Увы, эта загадка так и осталась тайной, потому что в комнату влетели двойняшки и контрольно-слуховой пост пришлось покинуть, чтобы не подавать детям неправильный пример.
– Ника, ну что? – теребила ее Марфа.
– Когда ужин? – вторил Петр.
– Да ешьте своего гуся хоть сейчас! – махнула рукой няня. – Они еще не скоро освободятся. – Завела детей на кухню. Вытащила из духовки аппетитную дородную птицу. – Ну, кому что?
И тут выяснилось, что внезапная пернатая страсть стремительно угасла и гуся никто не хочет. А и в самом деле, эка невидаль – гусь! Другое дело – семейный ужин, где под шумок обгладываемых косточек можно выклянчить у отца очередной подарок. А раз ни отца, ни подарка, то и птичка без надобности.
– Все. Спать, – погнала Ника умываться зевающих двойняшек. – Не бойтесь, отец без подарков все равно не вернется!
– Никочка, – обняла ее засыпающая Марфа. – А почему папа с гостями гуся не ест?
– Да кому он нужен, этот гусь! – в сердцах бросила Ника.
Оказалось, очень даже нужен. Причем выяснилось это сразу же, как только няня уложила воспитанников. Брошенную без присмотра беззащитную птицу по-братски поделили собаки, оставив гостям лишь половину здоровенного гусячьего хребта. Не то не осилили, не то совесть проснулась. Короче, решили поделиться с прочими голодающими. Впрочем, ни разбираться в причинах, ни присутствовать при последствиях Ника не стала. В конце концов, у каждого своя работа. У нее – двойняшки. И она со спокойной совестью удалилась в малую гостиную, подальше от столбовых дорог, ведущих их кабинета хозяина на кухню, включила телевизор.
Сначала Ника не поняла, что ее разбудило. Вроде солнце. Часов до трех ночи она смотрела по телевизору шикарное дефиле из Милана, потом рухнула в постель, забыв задернуть портьеры. И вот теперь солнце нагло лезло в окна. Настырно, как вор форточку! Вот днем его в Москве не дождешься. А сейчас – на тебе! Тыркается прямо в глаза!
Придется все-таки встать…
Ника чуть-чуть разлепила ресницы, ровно настолько, чтобы в узкую щелочку ухватить стоящий на тумбочке будильник. Шире открывать нельзя: напротив кровати стена, а на ней – кошмарный ужас. Черно-багровые пятна, какие-то не то кратеры, не то развалины… Война миров. Или городская свалка после бомбежки и дальнейшей утюжки бульдозером. Если это живопись…

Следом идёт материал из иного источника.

Issue #6530, opened 2023-03-29
Virtual slides severely limited by max CSS px values


dylan1951:
### Check that this is really a bug

- [X] I confirm

### Reproduction link

https://codesandbox.io/p/sandbox/swiper-virtual-slides-forked-ro9ds1

### Bug description

Virtual slides stop displaying after a certain number even though the slides are in the DOM.

If you go to slide 100,000 in my example it may or may not display the slides depending on the size of the window.

Pretty sure this is because the 'left' CSS property of the swiper-slide's gets into the 10's of millions and eventually reaches the browser limit and so can no longer be displayed.

It's pretty annoying because I choose this library because of the virtual slides feature and I spent a decent while getting my slider to look nice :(

### Expected Behavior

Visible slides.

### Actual Behavior

Invisible slides.

### Swiper version

9.1.1

### Platform/Target and Browser Versions

macOS Firefox

### Validations

- [X] Follow our [Code of Conduct](https://github.com/nolimits4web/swiper/blob/master/CODE_OF_CONDUCT.md)
- [X] Read the [docs](https://swiperjs.com/swiper-api).
- [X] Check that there isn't already an issue that request the same feature to avoid creating a duplicate.
- [X] Make sure this is a Swiper issue and not a framework-specific issue

### Would you like to open a PR for this bug?

- [x] I'm willing to open a PR

PR #6533, opened 2023-03-29
patch for very large sliders using virtual slides

dylan1951:
Rudimentary patch for issue #6530 

Patched it enough for my purposes but unlikely to be best practices and won't cover all usages. I'm new to web dev and open source so feedback is welcome.


dylan1951:
OK thanks I put it into a swiper method, also tested with RTL and vertical direction.

nolimits4web:
Merged, thank you!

То ли дело «Три медведя». Или «Аленушка».
А тут… Глянешь спросонья – так страшно, что дышать нечем, будто инопланетяне похитили да и забросили на Марс. Снять бы с глаз долой эту живописную страшилку – так нельзя: хозяина работа. Шедевр.
А вдруг это чудище со стены грохнется? Пробьет пол и проломит им всем головы. Краски на нем засохшей столько, что хватит на сто Джоконд. Или даже на двести. А как раз под картиной, внизу, малая гостиная, где они с двойняшками на диване всегда смотрят телевизор.
Часы показывали шесть, рано, вполне можно доспать. Ника прикрыла глаза, сладко завернулась в одеяло, прячась от совершенно распоясавшегося солнца, и снова услышала звук, тот самый.
Значит, не приснилось…
Странный звук, ритмичный, вроде чавкающий, а вроде и пилящий. Ага, вот и снова постукивание появилось. Как будто кто-то теркой морковку трет. Или ручной мясорубкой жилистую говядину перекручивает. В шесть-то утра?
Мыши?
Или… кто-то снизу, из подвала, пытается подкоп сделать?
От этой неожиданной мысли Ника широко распахнула глаза и…
Конечно же, сразу оказалась в самом центре марсианского кошмара. Сердце забилось как сумасшедшее, руки вспотели. Все. Какой теперь сон.
Волшебная сила искусства! Исполосовать бы на клочки да на помойку! Чтоб бродячих собак отпугивало!